One part of the U.N. machinery on illicit drugs, however, is out of step with these General Assembly resolutions and technical guidelines. The International Narcotics Control Board (INCB) is a 13-member self-described "quasi-judicial" body of experts whose work is paid for by the U.N. Its current members come mostly from the fields of psychiatry, pharmacology, psychopharmacology, forensic medicine, and toxicology. According to their published biographies, none of the current members have formal training in international law, and only one claims any formal expertise or experience on HIV/AIDS. A search of peer-reviewed medical, law, and public policy journals shows no contributions by any current member of the board on HIV/AIDS. Indeed, the board has become an obstacle to the establishment and implementation of effective programs to prevent and treat HIV and drug dependence.


INCB's Resistance to Harm Reduction

The INCB is responsible for monitoring countries' compliance with the U.N. drug conventions. The three drug conventions, developed 1961, 1971, and 1988, mostly predate the identification of AIDS as a disease or the explosive drug use -- linked AIDS epidemics of the 1990s. The conventions encourage countries to criminalize the manufacture, sale, possession, and use of illicit drugs and do everything possible to limit the use of illicit drugs "exclusively to medical and scientific purposes." They also urge governments to ensure "treatment, education, after-care rehabilitation, and social reintegration" of people who use drugs and provide that treatment for drug dependence may be an alternative to criminal penalties in some cases.3 The INCB's duties include monitoring countries' estimates of their needs for illicit substances for "medical and scientific purposes" -- such as methadone for treatment of heroin addiction -- and ensuring that controlled substances are not diverted to illegitimate uses. The board makes about 20 country visits per year, issues an annual report where country-level developments are reviewed, and sends many letters to governments guiding or pressuring them into actions the board deems to be consistent with the drug conventions.

In theory, the INCB should therefore play a major role in ensuring that methadone and buprenorphine are available for opiate substitution therapy (OST).
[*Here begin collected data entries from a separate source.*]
Issue #580, opened 2024-03-05
SPI Apply update/revert generated commands need to be updated to include the --rm option


yersan:
The apply update/revert commands used by the SPI are generated directly in Prospero.

We need to update them to include the --rm option

PR #579, opened 2024-03-05
[JBEAP-24913, #216] Additional options for update/revert apply operations

spyrkob:
[#216] Additional options for update/revert apply operations,

Issue: https://issues.redhat.com/browse/JBEAP-24913
Upstream: #363

PR #583, opened 2024-03-05
[JBEAP-24913, #580] Add the --rm option to the SPI apply update and revert commands

yersan:
Builds on top of #579

Add the --rm option to get SPI generated commands

Upstream: #582
Issue: https://issues.redhat.com/browse/JBEAP-24913

### DIFF
--- a/prospero-cli/src/main/java/org/wildfly/prospero/cli/spi/CliProviderImpl.java
+++ b/prospero-cli/src/main/java/org/wildfly/prospero/cli/spi/CliProviderImpl.java
@@ -53,7 +53,8 @@ public class CliProviderImpl implements CliProvider {
         return CliConstants.Commands.UPDATE + " " + CliConstants.Commands.APPLY + " "
                 + CliConstants.DIR + " " + escape(installationPath.toAbsolutePath()) + " "
                 + CliConstants.CANDIDATE_DIR + " " + escape(candidatePath.toAbsolutePath()) + " "
-                + CliConstants.YES;
+                + CliConstants.YES + " "
+                + CliConstants.REMOVE;
     }
 
     @Override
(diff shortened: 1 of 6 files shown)


prospero-cli/src/main/java/org/wildfly/prospero/cli/spi/CliProviderImpl.java
```diff
@@ -53,15 +53,17 @@ public String getApplyUpdateCommand(Path installationPath, Path candidatePath) {
...
     }
 
     @Override
     public String getApplyRevertCommand(Path installationPath, Path candidatePath) {
         return CliConstants.Commands.REVERT + " " + CliConstants.Commands.APPLY + " "
                 + CliConstants.DIR + " " + escape(installationPath.toAbsolutePath()) + " "
                 + CliConstants.CANDIDATE_DIR + " " + escape(candidatePath.toAbsolutePath()) + " "
-                + CliConstants.YES;
+                + CliConstants.YES + " "
+                + CliConstants.REMOVE;
```
spyrkob, line 66: should this be controlled by a parameter?

yersan: I thought about that but ended up it could be the same case as `CliConstants.YES`. In addition, I did not find it useful for now in our current use case. After applying the candidate server, we should delete it.

I don't mind if it gets parametrized, but found it unuseful now, so went with the easiest path.

yersan:
The failures look legit, I did not run it with -DallTests

spyrkob:
It just needs a change in CreateSnapshotTest it does not expect the new flag currently

prospero-cli/src/main/java/org/wildfly/prospero/cli/spi/CliProviderImpl.java
spyrkob: OK makes sense

spyrkob (approved):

OST is a crucial part of national HIV/AIDS responses where opiate dependence is prevalent -- not only because it provides an opportunity for people who inject heroin to stabilize their opiate cravings with opiates that are not injected, but also because OST is a determinant of success in antiretroviral treatment for people living with HIV. Instead, INCB reports regularly note the importance of drug injection in driving the AIDS epidemic but fail to take the next logical step and urge countries to ensure OST availability.
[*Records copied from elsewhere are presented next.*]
PR #613, opened 2024-03-27
Hardcode channel properties

spyrkob:
Hardcode channel configuration in the feature pack


spyrkob:
Closing as this turns out to be not needed.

The INCB's failure to push countries to act on the heightened urgency of OST in the era of AIDS is especially egregious in other countries where methadone is banned (such as Russia) or effectively unavailable (as it is in many countries of the former Soviet Union). The board visited Russia in 2005 and noted with concern the country's fast-growing AIDS epidemic linked to heroin use. But rather than pressuring the Russian authorities to reverse their lethal ban on methadone, the INCB highlighted "the commitment of the government of the Russian Federation to addressing the problems of drug abuse and trafficking."4

The INCB's credibility and competence on the issue of OST were further undermined in 2005 when Russian board member Tatyana Dmitrieva -- identifying herself as a member of the INCB -- co-authored an article in a widely read Russian medical journal in which methadone therapy was condemned with numerous half-truths and inaccuracies.5 Addiction care specialists and scientists from twelve countries issued a heavily referenced, point-by-point refutation of the Russian article, correcting the multiple errors.6 Despite the use of its name in the article, the INCB has not published a correction. This incident calls into question the board's frequent assertions that its members are independent of the influences of their governments and are persons whose expertise in the field inspires confidence.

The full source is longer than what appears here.